On your right, Gediminas’s Tower is a sturdy red-brick cylinder with a square upper section and a crenellated lookout that makes it look like the last surviving tooth of a vanished castle.
This is what remains of the Upper Castle, perched on Gediminas Hill like Vilnius’s oldest witness. Grand Duke Gediminas began with wooden fortifications here in the fourteenth century, and Grand Duke Vytautas followed with the first brick castle, completed in fourteen oh nine. What you see now carries another layer: in nineteen thirty-three, the Polish architect Jan Borowski rebuilt the upper part into the familiar three-story tower. If you want a quick visual of that change, take a look at the before-and-after image in the app... it shows how the ruined top became today’s crenellated lookout.
The legend, naturally, refuses to be modest. Gediminas camped here after a hunt and dreamed of an iron wolf howling like a hundred wolves. His pagan court interpreter, Lizdeika, told him the dream meant he should build a city here, one whose fame would travel far. Not a bad piece of career advice.
But this hill never belonged only to legend. The tower served as a military lookout, yes, but also as a prison for troublesome nobles and rebels... the sort of people rulers preferred to keep close and quiet. And here’s the part most visitors miss: archaeologists uncovered the remains of twenty men on this summit, tied to the uprising of eighteen sixty-three to eighteen sixty-four against Russian rule. Some had been buried face-down, their hands bound, lime scattered over them to erase them faster. Instead, history dragged them back into view. In twenty nineteen, people reburied them with honors at Rasos Cemetery, and the tower exhibition now tells their story under the title Unforgotten Rebels.
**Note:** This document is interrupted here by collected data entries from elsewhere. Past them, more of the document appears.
PR #677, opened 2022-08-18
Dev command leaves containers running when process exits with an error

TylerAldrich:
When we hit this code:

```typescript
try {
    await compose_process;
} catch (ex) {
    if (!is_exiting) {
        throw ex;
    }
}
```

it was possible for the `compose_process` to end (with an error that we throw) - but the process finishing with an error doesn't guarantee that containers get cleaned up. One container may hard-fail, the process ends, and other containers remain running.

To fix that, we now run:
```typescript
    try {
      await this.compose_process;
    } catch (ex) {
      if (!this.is_exiting) {
        // Always call `docker compose stop` here - the process died so there's nothing to kill,
        // need to call `docker compose stop` to clean up any remaining running containers.
        console.error(chalk.red(ex));
        console.log(chalk.red('\nError detected - Stopping running containers...'));
        await this.stop();
      }
    }
```

to call `docker compose stop` after the `compose up` process ends to ensure that containers are stopped. 

I also moved all the code that manages the `docker compose up` process into it's own class to make the logic in this file more easily understandable.
- The `Dev` command class is still handling most of the work
- The `UpProcessManager` now starts/registers the process interrupts/stops the long-running `docker compose up` process and when it's finished running, the `Dev.run` can continue cleanup.

Tested on 
- [x] Mac
- [x] WSL2
- [x] (Windows) Powershell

If you glance at the image of the tower with the Palace of the Grand Dukes below, you can see how power gathered around this hill and kept changing costumes.

One man fixed that symbolism forever. On the first of January, nineteen nineteen, Kazys Škirpa led Lithuanian volunteers up here and raised the tricolor. They fired gun salutes and sang the anthem. Five days later, Bolshevik forces took Vilnius and tore away the yellow and green, leaving only the red stripe. That brief moment became almost mythic. The flag returned here in nineteen eighty-eight during the independence movement, and in nineteen eighty-nine the Baltic Way turned this tower into part of a public declaration of unity.
Even the hill remains unstable, with landslides and repairs reminding everyone that symbols need maintenance... literally.
So from here, which Vilnius feels strongest to you: the fortress, the city of church towers, the seat of state power, the scholarly capital, or the city marked by losses you cannot see, like the vanished Great Synagogue? The best answer is probably all of them at once. From this height, Vilnius stops looking like separate monuments and starts reading as one living body, stitched together from stone, absence, defiance, and memory.
If you want to go inside later, the tower museum is open every day from ten in the morning until eight in the evening.